RECORDS FOR THIS TASK below:
PR #193, opened 2020-07-30
Resubmit pending pods in Amun inspections

fridex:

- [x] No

### DIFF
--- a/amun/base/openshift-templates/inspection-with-cpu-workflow.yaml
+++ b/amun/base/openshift-templates/inspection-with-cpu-workflow.yaml
@@ -101,6 +101,7 @@ objects:
           templateRef:
             name: inspection-build-with-cpu-template
             template: main
+          resubmitPendingPods: true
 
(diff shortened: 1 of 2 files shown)


fridex:
@KPostOffice we use `steps` and not dag here, not sure if the configuration option applies here as well.

KPostOffice:
> @KPostOffice we use `steps` and not dag here, not sure if the configuration option applies here as well.

It does. I still don't think it was implemented properly yet, I can link the discussion/PR from Argo if you want

fridex:
> > @KPostOffice we use `steps` and not dag here, not sure if the configuration option applies here as well.
> 
> It does. I still don't think it was implemented properly yet, I can link the discussion/PR from Argo if you want

It does not look like this configuration is propagated correctly when applying this configuration to the cluster. When I adjust the template, this configuration option is not shown in the workflows created (si correctly states it in the workflow though).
End of RECORDS FOR THIS TASK.
*WHAT YOU WILL DO:* If a line of the data holds the string "yaml", list it.

*YOUR SOLUTION:*
--- a/amun/base/openshift-templates/inspection-with-cpu-workflow.yaml
+++ b/amun/base/openshift-templates/inspection-with-cpu-workflow.yaml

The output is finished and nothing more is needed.